From the records below, state how many lines include the word "tricky", giving only that number.
======== EXTRACTED DATA
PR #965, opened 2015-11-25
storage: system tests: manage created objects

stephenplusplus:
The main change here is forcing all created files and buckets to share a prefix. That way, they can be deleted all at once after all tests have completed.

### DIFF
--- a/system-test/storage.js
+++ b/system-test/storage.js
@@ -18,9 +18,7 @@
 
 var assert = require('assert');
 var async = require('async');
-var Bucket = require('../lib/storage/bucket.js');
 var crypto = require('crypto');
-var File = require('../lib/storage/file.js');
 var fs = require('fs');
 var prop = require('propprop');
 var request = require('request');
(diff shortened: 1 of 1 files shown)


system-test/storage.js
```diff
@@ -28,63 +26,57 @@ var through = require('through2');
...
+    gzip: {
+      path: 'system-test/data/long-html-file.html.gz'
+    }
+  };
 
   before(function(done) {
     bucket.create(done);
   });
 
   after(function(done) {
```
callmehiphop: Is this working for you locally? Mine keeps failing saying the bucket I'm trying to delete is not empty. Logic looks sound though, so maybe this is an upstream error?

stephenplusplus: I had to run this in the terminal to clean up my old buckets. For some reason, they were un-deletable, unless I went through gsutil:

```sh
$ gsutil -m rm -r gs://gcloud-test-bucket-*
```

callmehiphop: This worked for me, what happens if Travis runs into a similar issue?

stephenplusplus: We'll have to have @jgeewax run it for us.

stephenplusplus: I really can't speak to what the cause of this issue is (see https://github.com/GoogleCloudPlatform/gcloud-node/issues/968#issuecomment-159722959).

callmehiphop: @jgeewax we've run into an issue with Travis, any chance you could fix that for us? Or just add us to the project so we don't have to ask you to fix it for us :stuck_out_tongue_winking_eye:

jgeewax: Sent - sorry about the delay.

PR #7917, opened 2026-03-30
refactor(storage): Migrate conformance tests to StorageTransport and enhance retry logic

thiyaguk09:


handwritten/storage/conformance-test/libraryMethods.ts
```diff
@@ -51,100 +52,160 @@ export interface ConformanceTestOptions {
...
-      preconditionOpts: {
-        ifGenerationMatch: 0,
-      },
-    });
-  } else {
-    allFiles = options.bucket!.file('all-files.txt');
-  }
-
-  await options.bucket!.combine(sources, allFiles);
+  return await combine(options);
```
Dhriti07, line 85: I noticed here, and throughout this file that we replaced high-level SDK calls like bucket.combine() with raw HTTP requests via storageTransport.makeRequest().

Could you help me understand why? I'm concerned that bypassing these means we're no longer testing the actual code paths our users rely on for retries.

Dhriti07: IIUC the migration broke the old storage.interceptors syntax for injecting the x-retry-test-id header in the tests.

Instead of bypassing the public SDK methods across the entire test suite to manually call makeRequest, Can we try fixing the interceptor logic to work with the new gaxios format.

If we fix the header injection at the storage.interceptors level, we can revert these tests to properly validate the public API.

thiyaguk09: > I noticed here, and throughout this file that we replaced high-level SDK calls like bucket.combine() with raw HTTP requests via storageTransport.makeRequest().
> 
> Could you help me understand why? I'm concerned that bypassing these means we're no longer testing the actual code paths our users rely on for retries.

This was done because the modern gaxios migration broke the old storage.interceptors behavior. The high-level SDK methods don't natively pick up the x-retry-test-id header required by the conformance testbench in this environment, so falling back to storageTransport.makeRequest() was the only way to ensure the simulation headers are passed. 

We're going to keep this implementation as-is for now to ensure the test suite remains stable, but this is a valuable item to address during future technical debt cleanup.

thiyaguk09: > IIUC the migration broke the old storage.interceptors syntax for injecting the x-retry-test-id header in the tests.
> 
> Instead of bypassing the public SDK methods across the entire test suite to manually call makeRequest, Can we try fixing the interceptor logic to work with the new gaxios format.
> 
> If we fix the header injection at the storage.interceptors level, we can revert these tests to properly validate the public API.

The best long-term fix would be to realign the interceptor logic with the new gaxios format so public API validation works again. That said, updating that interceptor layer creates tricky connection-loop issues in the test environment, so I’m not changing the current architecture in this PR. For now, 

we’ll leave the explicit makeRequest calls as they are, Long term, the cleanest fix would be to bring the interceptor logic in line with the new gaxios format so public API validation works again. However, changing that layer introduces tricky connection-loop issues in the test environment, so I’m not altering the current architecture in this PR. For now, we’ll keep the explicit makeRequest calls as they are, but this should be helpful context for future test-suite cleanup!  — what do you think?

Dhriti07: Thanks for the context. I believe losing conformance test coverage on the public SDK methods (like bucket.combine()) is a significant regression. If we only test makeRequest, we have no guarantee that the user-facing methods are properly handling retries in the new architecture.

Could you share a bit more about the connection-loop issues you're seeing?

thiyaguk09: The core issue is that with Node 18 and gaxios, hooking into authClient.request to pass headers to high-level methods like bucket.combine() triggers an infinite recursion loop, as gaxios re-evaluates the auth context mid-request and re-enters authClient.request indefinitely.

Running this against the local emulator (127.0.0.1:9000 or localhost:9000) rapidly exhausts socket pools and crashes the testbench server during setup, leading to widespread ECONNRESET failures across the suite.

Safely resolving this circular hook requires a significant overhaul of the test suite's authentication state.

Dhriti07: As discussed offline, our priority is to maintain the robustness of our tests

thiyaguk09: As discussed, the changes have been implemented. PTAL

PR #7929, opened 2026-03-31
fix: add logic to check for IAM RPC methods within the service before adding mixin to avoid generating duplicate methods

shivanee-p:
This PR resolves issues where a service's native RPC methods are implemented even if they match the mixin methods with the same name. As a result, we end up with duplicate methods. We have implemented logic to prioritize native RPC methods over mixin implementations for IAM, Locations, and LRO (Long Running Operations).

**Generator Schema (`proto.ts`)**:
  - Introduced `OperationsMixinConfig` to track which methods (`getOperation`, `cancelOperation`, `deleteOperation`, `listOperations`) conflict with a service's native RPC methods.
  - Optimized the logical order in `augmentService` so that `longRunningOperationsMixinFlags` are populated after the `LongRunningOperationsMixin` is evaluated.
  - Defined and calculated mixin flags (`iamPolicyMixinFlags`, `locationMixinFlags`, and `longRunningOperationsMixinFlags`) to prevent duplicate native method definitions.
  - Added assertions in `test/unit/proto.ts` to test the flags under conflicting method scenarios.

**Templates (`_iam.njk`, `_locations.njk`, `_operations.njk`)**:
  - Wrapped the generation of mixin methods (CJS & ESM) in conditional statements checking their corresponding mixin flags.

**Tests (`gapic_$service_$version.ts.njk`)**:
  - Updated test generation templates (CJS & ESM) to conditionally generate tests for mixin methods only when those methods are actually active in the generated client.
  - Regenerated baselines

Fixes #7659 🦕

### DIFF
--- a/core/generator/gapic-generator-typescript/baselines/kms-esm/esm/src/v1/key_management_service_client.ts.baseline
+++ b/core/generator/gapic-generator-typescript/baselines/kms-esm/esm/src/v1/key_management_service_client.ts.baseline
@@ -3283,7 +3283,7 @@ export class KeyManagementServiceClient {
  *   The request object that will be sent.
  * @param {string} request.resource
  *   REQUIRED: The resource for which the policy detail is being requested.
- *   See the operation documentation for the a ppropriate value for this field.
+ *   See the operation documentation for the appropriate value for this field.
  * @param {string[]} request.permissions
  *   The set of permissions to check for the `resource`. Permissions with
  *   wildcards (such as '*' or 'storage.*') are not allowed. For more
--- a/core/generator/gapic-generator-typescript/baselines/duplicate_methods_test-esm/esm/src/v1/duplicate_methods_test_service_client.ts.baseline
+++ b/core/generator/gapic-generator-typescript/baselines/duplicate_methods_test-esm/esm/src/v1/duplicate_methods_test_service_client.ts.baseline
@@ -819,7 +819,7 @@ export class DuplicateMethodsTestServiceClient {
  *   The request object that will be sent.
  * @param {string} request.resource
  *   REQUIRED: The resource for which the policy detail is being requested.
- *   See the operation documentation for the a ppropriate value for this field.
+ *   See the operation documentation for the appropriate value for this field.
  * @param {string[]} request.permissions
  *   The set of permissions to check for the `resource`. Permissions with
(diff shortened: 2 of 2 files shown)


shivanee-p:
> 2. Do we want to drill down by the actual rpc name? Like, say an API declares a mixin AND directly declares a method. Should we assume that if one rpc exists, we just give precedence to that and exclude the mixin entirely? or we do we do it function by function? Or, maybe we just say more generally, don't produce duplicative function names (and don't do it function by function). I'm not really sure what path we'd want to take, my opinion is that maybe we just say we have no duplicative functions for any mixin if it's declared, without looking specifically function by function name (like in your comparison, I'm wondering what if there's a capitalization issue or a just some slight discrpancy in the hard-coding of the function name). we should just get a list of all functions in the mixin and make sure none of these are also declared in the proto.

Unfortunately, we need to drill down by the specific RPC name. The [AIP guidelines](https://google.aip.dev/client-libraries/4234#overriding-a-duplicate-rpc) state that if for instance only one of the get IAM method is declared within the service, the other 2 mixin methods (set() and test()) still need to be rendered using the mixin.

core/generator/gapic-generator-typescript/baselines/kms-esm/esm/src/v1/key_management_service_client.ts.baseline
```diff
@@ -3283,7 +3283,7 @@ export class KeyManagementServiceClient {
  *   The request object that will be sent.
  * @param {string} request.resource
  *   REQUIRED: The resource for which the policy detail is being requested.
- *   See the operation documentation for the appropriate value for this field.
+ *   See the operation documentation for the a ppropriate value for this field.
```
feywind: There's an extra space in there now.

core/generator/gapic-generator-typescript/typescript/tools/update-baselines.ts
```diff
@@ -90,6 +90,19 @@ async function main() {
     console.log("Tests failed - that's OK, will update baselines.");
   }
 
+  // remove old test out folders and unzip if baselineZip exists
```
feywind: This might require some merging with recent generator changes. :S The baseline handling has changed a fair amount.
================
TASK OUTPUT: 2